En adelante sucedieron encuentros y cada uno era diferente. Le agradaba hacerme sentir bien. Yo buscaba la manera de hacerle saber que su sentimiento era correspondido. Hasta llegué a pensar que la amistad era algo instintivo. Como dos orfebres construimos una amistad con hilos de oro. Me valoraba y lo valoraba. Era como si él se viera en mí y yo en él. Éramos, uno al otro, espejos en la sinceridad y la transparencia. Espejo que mostraba la profundidad del alma. Nunca nos encontramos sin reírnos antes de abrazarnos. Nos retroalimentábamos.

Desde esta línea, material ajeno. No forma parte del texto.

PR #4134, opened 2017-12-15
Changes default show_in_menus to True.

BertrandBordage:
After years of hesitation (and clients calls), Wagtail 2.0 is the occasion to finally set `Page.show_in_menus` to `True` by default.
For those who liked the previous default value, it’s still possible to use `Page.show_in_menus_default` to keep the old behaviour.


Proper-Job:
@BertrandBordage I disagree with this for purely personal reasons.  In my experience, pages that show up in menus are far outnumbered by pages that don't.

BertrandBordage:
Thank you for the feedback, @Proper-Job :)
Please everyone continue to upvote/downvote this issue, we’ll decide of merging/abandoning this pull request depending on the results of this vote.

kaedroho:
As mentioned in this weeks meeting, why can't we add a new global setting to allow the default to be changed per project?

In general, I'm against adding more breaking changes to Wagtail 2.0 that aren't strictly necessary. We do still want upgrade to Wagtail 2.0 to be as straightforward as possible. Reorganising the modules had to be done, wasn't possible to do in a backwards-compatible way and there was no alternative.

BertrandBordage:
@kaedroho: I wanted to give a try at the simplest solution that doesn’t introduce more complexity, to get developers’ feedback.

lb-:
Original issue request for this to be optional is here #692 - along with discussion about why the current default is not ideal.

I personally am for the default being `show_in_menus = True` but that is only from the few sites I have worked with and coming from other CMSs where it is non-standard to 'hide' the page from the menu structure.

I can see how this may not be the case for all setups though.

BertrandBordage:
Postponing the decision due to negative feedback. Please keep voting on the initial issue message and add your opinion/experience/clients feedback.

lb-:
After discussion with the core team and reviewing the feedback, we will not be merging this in.

Instead we will leave the default as is but add a bit more documentation regarding how to set this globally for your Page model -> #4230

PR #4140, opened 2017-12-16
[DISCUSS] no page defined - potential fix

rosscdh:


gasman:
As per #4141, I don't believe this is a bug - if the pageurl tag receives a page value equal to None, that's a coding error on the template author's part, and so the error message is legitimate.

rosscdh:
Please review the issue i raised connected to this PR.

Ni siquiera el tiempo de las redes sociales y sus distancias reales pudo aniquilar las formas de nuestra amistad. Y mucho menos sus rituales. Porque sentíamos la necesidad de vivirnos de cerca y dedicarnos tiempo. “Cuando muere el contacto físico, muere una parte de nuestro ser”, solía decir. El fútbol es una bella excusa para hacer amigos.
A Pedro le gustaban el rock de Los Beatles y la salsa brava, él se sentía el putas para bailar salsa. Cuando se fue a Cali me decía que se entrenaba para la pista. Decía que bailaba mejor que todos los paisas. También era un enfermo para jugar cartas y se salía de casillas cuando no ganaba. Se entrenaba menos para bailar que para jugar cartas. “Jugar y ganar”, repetía en la mesa. “Jugar y ganar”. “Jugar y ganar”. Y eso le salvó la vida.
Me contó que en plena guerra de los combos violentos, siendo Director Técnico del Envigado, unos hombres armados lo secuestraron unas horas para presionarlo y que evitara el descenso del equipo. Lo trataban con lenguaje agresivo. Lo acorralaron. Lo menospreciaron. Lo amenazaron. Y él guardó serenidad ante las amenazas. Su reacción fue: “Mátenme, pero antes de matarme, ¿por qué no me dan una última oportunidad? Como en las películas”. ¡Les hizo reír!
- Diga a ver, dijo el líder del combo.
- ¿Ustedes saben jugar a las cartas?
- Claro que sabemos, pero vos no tienes nada que apostar. Ni mucho que perder.
- ¡Juguemos!
- ¿Y qué apostamos?
- Apostemos las ropas.
Se miraron entre ellos y entre sonrisas socarronas, los convenció. Perdió la camisa, los zapatos y el pantalón. Se quedó en bóxer. En horas de la madrugada lo despacharon, sin mucho que decir. “Lo cómico era que yo trotaba y me iban acompañando en varios carros. Hasta que dejaron de acompañarme”. ¡Tal era su capacidad de persuasión!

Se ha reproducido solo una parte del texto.